The description of phone dragnet hops as “connections” rather than calls showed up in early versions of the bill and in dragnet orders since 2014. Ultimately, the final bill used language to describe hops that was even less explanatory, as all it requires is a session identifier connection (which could include things like cookies), without any call or text exchanged.

(iii) provide that the Government may require the prompt production of a first set of call detail records using the specific selection term that satisfies the standard required under subsection (b)(2)(C)(ii);

(iv) provide that the Government may require the prompt production of a second set of call detail records using session-identifying information or a telephone calling card number identified by the specific selection term used to produce call detail records under clause (iii);

In documents released yesterday, NSA’s Privacy Officer Rebecca Richards has offered the first explanation of what that chaining process looks like. NSA’s Civil Liberties and Privacy Office released a privacy report and minimization procedures on USAF.

Curiously, the privacy report doesn’t describe two hops of provider data, though that’s meaningless, as the queries will automatically repeat “periodically” (described as daily in the bill), so the government would obtain a second hop from providers by the second day at the latest. Rather, it describes a first hop as occurring within NSA’s Enterprise Architecture, and the results of that query to be sent to providers for a second hop.

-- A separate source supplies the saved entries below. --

PR #1121, opened 2023-05-12
create and define the simple EKS addons in builder config, and test

scottaubrey:


scottaubrey:
Without any changes:
```
------------------------------------------------------------------------

No changes. Infrastructure is up-to-date.

This means that Terraform did not detect any differences between your
configuration and real physical resources that exist. As a result, no
actions need to be performed.
INFO - cfn - Create: {'Outputs': {}, 'Parameters': {}, 'Resources': {}}
INFO - cfn - Update: {'Outputs': {}, 'Resources': {}}
INFO - cfn - Delete: {'Outputs': {}, 'Parameters': {}, 'Resources': {}}
INFO - cfn - Terraform delta: 
An execution plan has been generated and is shown below.
Resource actions are indicated with the following symbols:
Terraform will perform the following actions:
Plan: 0 to add, 0 to change, 0 to destroy.
```

with this patch to `kubernetes-aws--flux-test` definition:
```
index 5b823c2c..fe12709f 100644
--- a/projects/elife.yaml
+++ b/projects/elife.yaml
@@ -2083,6 +2083,11 @@ kubernetes-aws:
                     max-size: 6
                     desired-capacity: 2
                     ignore-desired-capacity-drift: true
+                addons:
+                    kube-proxy:
+                        version: latest
+                    coredns:
+                        version: latest
                 iam-oidc-provider: true
                 iam-roles:
                     kubernetes-autoscaler:
```

We get:
```
------------------------------------------------------------------------

An execution plan has been generated and is shown below.
Resource actions are indicated with the following symbols:
  + create

Terraform will perform the following actions:

  # aws_eks_addon.eks_addon_coredns will be created
  + resource "aws_eks_addon" "eks_addon_coredns" {
      + addon_name           = "coredns"
      + addon_version        = "v1.9.3-eksbuild.3"
      + arn                  = (known after apply)
      + cluster_name         = "kubernetes-aws--flux-test"
      + configuration_values = (known after apply)
      + created_at           = (known after apply)
      + id                   = (known after apply)
      + modified_at          = (known after apply)
      + resolve_conflicts    = "OVERWRITE"
      + tags                 = {
          + "Cluster"     = "kubernetes-aws--flux-test"
          + "Environment" = "flux-test"
          + "Name"        = "kubernetes-aws--flux-test"
          + "Project"     = "kubernetes-aws"
        }
      + tags_all             = {
          + "Cluster"     = "kubernetes-aws--flux-test"
          + "Environment" = "flux-test"
          + "Name"        = "kubernetes-aws--flux-test"
          + "Project"     = "kubernetes-aws"
        }
    }

  # aws_eks_addon.eks_addon_kube_proxy will be created
  + resource "aws_eks_addon" "eks_addon_kube_proxy" {
      + addon_name           = "kube-proxy"
      + addon_version        = "v1.25.9-eksbuild.1"
      + arn                  = (known after apply)
      + cluster_name         = "kubernetes-aws--flux-test"
      + configuration_values = (known after apply)
      + created_at           = (known after apply)
      + id                   = (known after apply)
      + modified_at          = (known after apply)
      + resolve_conflicts    = "OVERWRITE"
      + tags                 = {
          + "Cluster"     = "kubernetes-aws--flux-test"
          + "Environment" = "flux-test"
          + "Name"        = "kubernetes-aws--flux-test"
          + "Project"     = "kubernetes-aws"
        }
      + tags_all             = {
          + "Cluster"     = "kubernetes-aws--flux-test"
          + "Environment" = "flux-test"
          + "Name"        = "kubernetes-aws--flux-test"
          + "Project"     = "kubernetes-aws"
        }
    }

Plan: 2 to add, 0 to change, 0 to destroy.

------------------------------------------------------------------------
```

Which I think is what we want 👍

scottaubrey:
@lsh-0 As this is replacing existing cluster addons and an existing semi-manual management framework using flux, there's a bit of choreography to turn of management of existing objects so that flux and AWS don't get into a fight over who is managing the resources, and I'm keen not to do it last thing Friday. 

I will likely do all that first thing Monday morning, if you're OK reviewing the general approach I've taken here before I merge and enable? 

There will be two more addons to do, but they also require additional IAM permissions setting up, so I will tackle those next week after (hopefully successfully) enabling these easier ones. I will just build on this generalised approach here with a cross check for IRSA permissions being enabled, then create the necessary IAM resources. I won't bother with asking for review for those if you're happy with that approach?

Then then fun happens - an upgrade to the clusters with hopefully no intervention on my part for these addons.

src/buildercore/terraform.py
```diff
@@ -1229,6 +1229,46 @@ def _render_eks_master_security_group(context, template):
...
+        resource_block['service_account_role_arn'] = service_account_role_arn
+
+    template.populate_resource(
+        'aws_eks_addon',
+        'eks_addon_%s' % name,
+        block=resource_block,
+    )
+
+def _render_eks_addons(context, template):
+    if (lookup(context, 'eks.addons.kube-proxy')):
```
lsh-0, line 1265: this is python, we don't need to wrap expressions in braces unnecessarily.

src/buildercore/terraform.py
```diff
@@ -1229,6 +1229,46 @@ def _render_eks_master_security_group(context, template):
...
+        addon_version = lookup(context, 'eks.addons.kube-proxy.version', 'latest')
```
lsh-0, line 1266: `terraform.py` should rely on the context building that happens in `cfngen.py` to supply these defaults. If the values it needs are not present, it should fail rather than try to fallback to other values.

This is the *intent* anyway, a separation of concerns, but it's not always followed and it certainly wasn't followed in the beginning when the logic for `builder` was still condensing.

src/buildercore/terraform.py
```diff
@@ -1229,6 +1229,46 @@ def _render_eks_master_security_group(context, template):
...
+        _render_eks_addon(context, template, 'kube_proxy', 'kube-proxy', addon_version)
+    if (lookup(context, 'eks.addons.coredns')):
```
lsh-0, line 1268: This is beginning to look repetitive, and you're hardcoding specific addons. Perhaps:

```python
for addon_name, addon_context in context["eks"]["addons"].items():
    _render_eks_addon(context, template, addon_name, addon_context)
```

And change the signature of `_render_eks_addon` to accept the 'addon context'.

The function `_render_eks_addon` is also introducing values that should be handled during context building:
* `configuration_values=False`
* `resolve_conflicts='OVERWRITE'`
* `service_account_role_arn=False`

lsh-0 (approved):
looks fine, no show stoppers to your cluster update, but I'll tweak things in a separate PR

src/buildercore/cfngen.py
```diff
@@ -702,8 +702,8 @@ def build_context_eks(pdata, context):
     addons = {}
     for label, data in pdata['aws']['eks'].get('addons', {}).items():
         addons[label] = {
-            'name': data.get('name', label), # "kube_proxy" or "kube-proxy"
-            'label': label, # "kube-proxy"
+            'name': data.get('name', label), # name of the addon returned from DescribeAddonVersions API request, e.g. kube-proxy
+            'label': data.get('label', label), # local label for terraform resource e.g. "kube_proxy"
```
lsh-0, line 706: yes, this a good place to document these values. :+1:

src/buildercore/terraform.py
lsh-0: Nothing to apologise for, it's valid syntax just not idiomatic. It even looks a little lisp-y which through me:

```clojure
(if (lookup (context "eks.addons.kube-proxy")) ; ...
```

src/buildercore/terraform.py
lsh-0: You can't fix (or review or learn from) non-existent code. Ploughing into it is the best way sometimes, don't worry about it.

> I think the interaction between config and the generated output in terraform will be a little more complicated

It's not complicated *right now* so we can save that engineering effort for another PR.

> I'll maybe fire a PR your way once I've thought about it a bit more today.

More than happy to review changes to `builder`, it helps keep my mental model up to date.

src/buildercore/terraform.py
scottaubrey: Yup I did hardcode them intentionally - these are simple addons, but the next ones require coordination between IAM, cluster and addon resources. My intention was to build that knowledge into code, not config - so when `addon.vpc-cni` is configured, then verify the IAM OIDC is setup, add additional IAM resources needed and set `service_account_role_arn`. So the next if blocks would have had multiple `_render*` function calls. Otherwise, I'd have to assume the required parts are configured and leave it as an exercise to the user to figure out which config is needed to work together, potentially leaving a cluster in a broken state if they don't. 

Assuming you agree fewer foot-guns are better - I think then I will probably need to move some of the current IAM logic up the stack from `terraform.py` into `cfngen.py` to to pull that off, but it sounds like that logic should always have been there. 

While I'm in this head space - some of these configurations have been there to aid migration (i.e. do it on test first, iterate until it works, then roll out to prod), but ideally we would always configure them now the migration is done to remove the number of moving parts. An example is this one - if I can assume our configuration of EKS always enables the IAM-OIDC, then I don't need to verify that is is enabled (so at least 1 less condition and 1 less verification, possibly simpler tests, etc). However, it is still valid to have a cluster without this IAM integration, I just don't see us/me ever using it. Is that your preference from a builder perspective - fewer, but more integrated configurations? or would it be better to keep configuration around?

lsh-0: When dealing with cloudformation/terraform I suggest taking the code from one stable, tested, coherent working version to another. If this code works for your current usecase, merge it in [you just did ;)]. 

If you *know* configuration will be short-lived and won't be reused or extended in the future, feel free to hardcode it in, just remember to also remove it when the transition is done.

Collection: The FISC-approved specific selection term, along with any one-hop results generated from metadata NSA already lawfully possesses from previous results returned from the provider(s) and other authorities, will be submitted to the authorized provider(s). The provider(s) will return CDRs that are responsive to the request, meaning the results will consist of CDRs that are within one or two hops of a FISC-approved specific selection term. This step will be repeated periodically for the duration of the order to capture any new, responsive CDRs but in no case will the procedures generate third or further hops from a FISC-approved specific selection term.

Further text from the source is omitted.